Nintendo wants to inspire kids across North America to discover their inner superheroes with some help from the iconic Kirby™ video game character. Starting today, kids who visit http://kirby.nintendo.com/superability will be invited to create drawings and descriptions of their dream Super Abilities, taking inspiration from Kirby’s Super Abilities in the new Kirby’s Return to Dream Land™ game for the Wii™ system. Their imaginative creations can be submitted to Nintendo and may be featured as part of a project to aid Starlight Children’s Foundation™.

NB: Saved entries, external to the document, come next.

PR #754, opened 2019-07-31
Implement stats, testcase, logs uploading for engine fuzzing.

oliverchang:
- Put log header logic into engine_common.get_log_header() function for getting log headers.
- Remove fuzzer name setting in dump_big_query_data. It sets an incorrect name anyway, and is later overwritten in fuzz_task.
- Refactor testcase_manager log/testcase uploading to make it easier to reduce its functionality.

### DIFF
--- a/src/python/bot/fuzzers/engine_common.py
+++ b/src/python/bot/fuzzers/engine_common.py
@@ -87,7 +87,7 @@ def get_testcase_run(stats, fuzzer_command):
   build_revision = fuzzer_utils.get_build_revision()
   job = environment.get_value('JOB_NAME')
   # fuzzer name is filled by fuzz_task.
-  testcase_run = fuzzer_stats.TestcaseRun('', job, build_revision,
+  testcase_run = fuzzer_stats.TestcaseRun(None, job, build_revision,
                                           current_timestamp())
 
   testcase_run['command'] = fuzzer_command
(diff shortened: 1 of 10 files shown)


src/python/fuzzing/testcase_manager.py
```diff
@@ -471,12 +468,19 @@ def run_testcase_and_return_result_in_queue(crash_queue,
...
+        upload_testcase(file_path, log_time)
 
     if upload_output:
       # Include full output for uploaded logs (crash output, merge output, etc).
       crash_result_full = CrashResult(return_code, crash_time, output)
-      upload_testcase_output(crash_result_full, file_path)
+
+      # To provide consistency between stats and logs, we use timestamp taken
+      # from stats.
+      log_time = _get_testcase_time(file_path)
```
inferno-chromium: Can we save a _get_testcase_time call since it is called twice for upload_output branch

src/python/bot/fuzzers/engine_common.py
```diff
@@ -79,16 +82,22 @@ def decide_with_probability(probability):
...
-                        fuzzer_name, fuzzer_command):
-  """Dump BigQuery stats."""
+def get_testcase_run(stats, fuzzer_command):
+  """Get testcase run for stats."""
   build_revision = fuzzer_utils.get_build_revision()
   job = environment.get_value('JOB_NAME')
-  testcase_run = fuzzer_stats.TestcaseRun(fuzzer_name_prefix + fuzzer_name, job,
-                                          build_revision, current_timestamp())
+  # fuzzer name is filled by fuzz_task.
+  testcase_run = fuzzer_stats.TestcaseRun('', job, build_revision,
```
inferno-chromium: Can we use None instead of ''

oliverchang: Done!

src/python/fuzzing/testcase_manager.py
oliverchang: Done!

Launching exclusively for the Wii console on Oct. 24, Kirby’s Return to Dream Land features five new Super Abilities that are activated when the heroic Kirby inhales special enemy characters. For example, the Flare Beam Super Ability allows Kirby to deploy a ball of energy that can wipe out an entire screen’s worth of foes. Visitors to the site at http://kirby.nintendo.com/superability can download a Kirby coloring sheet and come up with their own Super Ability that they would use to help others. For added inspiration, kids can visit The Stacks at http://scholastic.com/stacks and take a “What’s Your Super Ability?” quiz. Participants can answer questions to determine which of the Super Abilities featured in Kirby’s Return to Dream Land would suit them best.

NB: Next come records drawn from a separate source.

PR #757, opened 2019-07-31
 [Reproduce tool] Run Xvfb and blackbox before launching test binaries.

mbarbella-chromium:
PTAL when you have time. Once this lands test cases with gestures should be working correctly, which was the last major blocker on Linux.

### DIFF
--- a/src/local/butler/reproduce.py
+++ b/src/local/butler/reproduce.py
@@ -46,6 +46,8 @@ from system import environment
 from system import new_process
 from system import shell
 
+DISPLAY = ':99'
+
 
 class SerializedTestcase(object):
   """Minimal representation of a test case."""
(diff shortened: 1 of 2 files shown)


src/local/butler/reproduce.py
```diff
@@ -132,6 +134,24 @@ def _download_testcase(testcase_id, testcase, configuration):
   return testcase_path
 
 
+def _setup_x():
+  """Start Xvfb and blackbox before running the test application."""
+  environment.set_value('DISPLAY', ':99')
```
inferno-chromium: Can you move "':99'" on a constant.

inferno-chromium: It should check platform and bail out if not linux.

src/local/butler/reproduce.py
```diff
@@ -132,6 +134,24 @@ def _download_testcase(testcase_id, testcase, configuration):
...
+
+  xvfb_runner = new_process.ProcessRunner('/usr/bin/Xvfb')
+  xvfb_process = xvfb_runner.run(additional_args=[
+      ':99', '-screen', '0', '1280x1024x24', '-ac', '-nolisten', 'tcp'
+  ])
+  time.sleep(5)  # Allow some time for Xvfb to start.
+
+  blackbox_runner = new_process.ProcessRunner('/usr/bin/blackbox')
```
inferno-chromium: Maybe output that starting Blackbox and same for starting Xvfb

src/local/butler/reproduce.py

src/local/butler/reproduce.py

Kids’ completed Super Ability coloring sheets can be submitted via mail, email or fax. Nintendo and Scholastic will post select submissions to a virtual gallery on the Nintendo site, and some submissions will be featured at a special Oct. 27 unveiling at Miller Children’s Hospital Long Beach in Long Beach, Calif., to celebrate Nintendo’s sponsorship of an interactive Starlight Fun Center™ mobile entertainment unit. Patients at the hospital will also be invited to use coloring sheets to create their own Super Abilities. Both Nintendo and Scholastic are dedicated to raising awareness about Starlight by encouraging children to help others.

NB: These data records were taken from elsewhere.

PR #1331, opened 2020-01-13
Minimize task: do not remove UBSAN_OPTIONS=silence_unsigned_overflow=1.

Dor1s:
PTAL. I don't fully like this because it means we will never remove that flag even for non OSS-Fuzz jobs (which may not need this option at all, as they don't enable unsigned integer overflow check).

However, I suspect that `UBSAN_OPTIONS` are always non empty anyways, therefore it might be acceptable to always have this flag in there, even when it's not used.

See https://github.com/google/oss-fuzz/issues/3227 and https://bugs.chromium.org/p/oss-fuzz/issues/detail?id=19679 for more info.


Dor1s:
Ended up making this change OSS-Fuzz specific, just because there is already another `if utils.is_oss_fuzz():` branch in the minimize task code.

Another option could be to re-define the default value during runtime (e.g. https://cs.chromium.org/chromium/src/build/sanitizers/sanitizer_options.cc?l=161&rcl=fcc89ebb804f7efd5442985bdf12f7c8e40419e4), but we don't have a good way to link this into every fuzz target, plus a few projects intentionally enabled that check.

Since 1992, Nintendo and Starlight have placed more than 7,000 Fun Centers in hospitals across North America. The ease with which Fun Centers roll right up to the side of young patients’ beds or anywhere in a hospital setting makes them the perfect companion for children who are nervously awaiting surgery, sitting restlessly during a long treatment or feeling lonely in their hospital room. The entertainment units include a flat-screen TV, a DVD player, a Wii system and a selection of fun video games.